Long story short, $600 is a totally fair price for a one-off mix from a guy with ample experience and a good-sounding reel.
If anything, $600 is fairly inexpensive for a really decent mix of a single song at a good studio. $400 would be a real bargain. I don't know many people who I'd trust to do a good job who'd mix at a rate less than $400/day. And remember, a relatively dense modern track could easily take 8 or more hours to mix. especially if it's a one-off.
What you're really paying for is time and expertise. In my experience, a decent studio with a proven engineer crafting a compelling mix will likely run you $400/day at the low-end of the spectrum, $800/day and up or so for someone you've actually heard of (who's mixed a bunch of records you've actually enjoyed listening to) and $1,000+ for someone very much in demand. Things go much higher than that if we include the exclusive cabal of major-label mixer-dudes and successful snakeoil salesmen.
Of course, if you're lucky and in an inexpensive market, you may be able to find someone who's fairly capable but still learning for something more like $200-300/day. College students itching for experience may charge even less. If you're really lucky, the person you wind up with will be really great at it and that price will be a steal. (In which case they won't be charging that little for long!) If you're less lucky, they'll really stink at it, and after a long, drawn-out series of back-and-forth negotiations and remixes, you'll be out $300, looking for someone more capable to start over from scratch.

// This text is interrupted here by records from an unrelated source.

PR #1082, opened 2019-11-19
Sponge-Credit: Make experience renaming project smoother, Option 1

sarahzinger:
## Links
* Remix link: https://sponge-credit.glitch.me/
* Issue-tracker link: https://app.clubhouse.io/glitch/story/1700/if-you-edit-the-name-of-a-project-while-on-the-project-page-typing-a-little-bit-slowly-the-focus-is-lost-and-it-correlates

## GIF/Screenshots:
screen recording: https://recordit.co/Wqx0AhIfdg

## Changes:
Before when you would change the name of the project it would make the request to the backend, then update the state throughout the app, which would cause everything to rerender with the new project name, which would steal back focus and make the embed flicker, which was a pretty unpleasant experience.

Now it will make the change to the backend so as to determine if it's an ok name or not, and it will only update the state internally to the input field. On blur we then update the state for the rest of the app which will make the embed flicker etc, but this way it only happens once.

## How To Test:
* use https://sponge-credit.glitch.me/ to change a project name, try typing slowing, make sure it feels smooth to use.

## Feedback I'm looking for:
Please compare with https://github.com/FogCreek/Glitch-Community/pull/1093 to see which we like better!


sarahzinger:
we talked about this in pr walk through, I'm going to try building another version where we don't save until the onblur and then compare the two and see which one feels right

ttseng:
per our discussion:

- we should update the URL as the user types, if the domain does not already exist
- however, we should not update the embed until onBlur, so the embed doesn't keep flashing every time someone is editing the project name

sarahzinger:
@ttseng wanna take another look for me?

PR #1069, opened 2019-11-14
WIP: Various dart: user deletion modal

whimsicallyson:
in case you feel up for taking a look and noticing anything that would be causing issues. no pressure, getting healthy is more important! (https://various-dart.glitch.me/)

PR #1089, opened 2019-11-21
Fix rerender bug

sarahzinger:
## Links
* Remix link: https://tremendous-handstand.glitch.me/settings

## GIF/Screenshots:
after/before
Screen Shot 2019-11-21 at 2 17 43 PM

## Changes:
While working on: https://github.com/FogCreek/Glitch-Community/pull/1069 we noticed that the /settings route kept re-rendering forever. 

This behavior matches up with what we saw back when we made /settings a conditional route and it actually caused `<Router/>` to re-render indefinitely. We made a change to put the conditional inside the Settings page component, but never really got to the bottom of why re-renders were happening in the first place, we just isolated the issue to a page that only glitch devs are using right now.

@GregWeil and @whimsicallyson and I looked at it again today and realized that when we used the dev toggle and when we had 2 versions of glitch open at one time we could see the re-renders happening. We learned that we have a storage event that fires everytime local storage is updated:
https://github.com/FogCreek/Glitch-Community/blob/master/src/state/local-storage.js#L80
and that that storage event will save a new cached object, even if the old cached object is the same as before:
https://github.com/FogCreek/Glitch-Community/blob/master/src/state/local-storage.js#L70
doing so will then update the value we then pass to our localStorageProvider:
https://github.com/FogCreek/Glitch-Community/blob/master/src/state/local-storage.js#L101
which then causes the whole page to rerender

As it turns out segment regularly updates our localStorage, about once every few seconds are so, and this is expected behavior. So instead we're only interested in updating the cache if it's a key we already know about (not any of the segment event keys for example).

This seems to prevent it from rerendering forever, and yet still seems to update the app across multiple tabs :)

## How To Test:
* It's a bit challenging to see the effects of the lack of forced rerenders without adding a bunch of console.logs (but you could locally!) For example you could console.log("hello") in the settings page and see it rerender forever in a remix of prod, but you'll see it a reasonable amount of times in this remix. I did try using the profiler react-dev tools thing and recorded the results for 30 seconds and show the screenshots up above. You can see the one on the right which is a remix of prod, seems to have many more re-renders than the one on the left which is this remix.
* I think in terms of bugs we'd be interested in seeing if anything else that is relying on this localstorage provider is broken. I'm not entirely sure what is interested in it, but I did test that signing in/out seems to work fine across tabs, as does using different dev toggles on the secret page. If you think of other things to look out for feel free to call them out here/qa them :)

## Feedback I'm looking for:
anything! this is pretty confusing stuff, so feel free to shout if something doesn't look right/make sense, its possible we're misunderstanding stuff, but this does seem to make the bug go away.

### DIFF
--- a/src/state/local-storage.js
+++ b/src/state/local-storage.js
@@ -68,7 +68,7 @@ const LocalStorageProvider = ({ children }) => {
         if (event.key) {
           setCache((oldCache) => {
             // segment updates localstorage but that doesn't need to affect our cache
-            if (event.key.includes("segment")) return oldCache;
+            if (event.key.includes('segment')) return oldCache;
 
             const newCache = new Map(oldCache);
             newCache.delete(event.key);
--- a/src/state/local-storage.js
+++ b/src/state/local-storage.js
@@ -67,6 +67,9 @@ const LocalStorageProvider = ({ children }) => {
       if (event.storageArea === storageRef.current) {
         if (event.key) {
           setCache((oldCache) => {
+            // segment (and maybe other things) could update localstorage, no need to update cache
+            if (!oldCache.has(event.key)) return oldCache;
+
             const newCache = new Map(oldCache);
             newCache.delete(event.key);
             return newCache;
--- a/src/state/local-storage.js
+++ b/src/state/local-storage.js
@@ -67,8 +67,8 @@ const LocalStorageProvider = ({ children }) => {
       if (event.storageArea === storageRef.current) {
         if (event.key) {
           setCache((oldCache) => {
-            // segment (and maybe other things) could update localstorage, no need to update cache
-            if (!oldCache.has(event.key)) return oldCache;
+            // segment updates localstorage but that doesn't need to affect our cache
+            if (event.key.includes("segment")) return oldCache;
 
             const newCache = new Map(oldCache);
             newCache.delete(event.key);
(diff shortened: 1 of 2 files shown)


src/state/local-storage.js
```diff
@@ -67,6 +67,9 @@ const LocalStorageProvider = ({ children }) => {
       if (event.storageArea === storageRef.current) {
         if (event.key) {
           setCache((oldCache) => {
+            // segment (and maybe other things) could update localstorage, no need to update cache
+            if (!oldCache.has(event.key)) return oldCache;
```
clottman: How does oldCache get initialized for a new user to the site? 

I'm imagining a user that has never visited Glitch.com before, after this update goes out - would they ever have a localStorage cache?

sarahzinger:
You know what I don't think we make these segment calls every 7 seconds anymore so I don't see the bug, things seem to rerender a reasonable amount of times now. I suspect it's possible we can improve this behavior but for right now let's not touch it until there's an actual need

sarahzinger:
ok jk this is still happening I can recreate it now lol, gunna investigate

src/state/local-storage.js
GregWeil: It gets initialized as an empty Map on every fresh page load, then is populated as the page reads stuff out of localstorage.

sarahzinger:
@clottman so I edited this to be more conservative for now and only reuse the cache if it's a segment event, but is it possible that what you were running into was that you can't view the /setting page unless you're logged in? https://github.com/FogCreek/Glitch-Community/blob/master/src/presenters/pages/settings.js#L53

Of course, it is possible to bring down the per-song cost of a mix if you're getting several songs mixed as a batch. Alternately, if you're not in a rush and willing to have a hobbyist or semi-pro mix on their home pro-tools rig nights and weekends, your could also save some money that way and get some ok results if you happen to hook up with a someone who's really talented.
Anyway you slice it, that old adage from the construction world applies here: "Cheap, fast, good. Pick any two."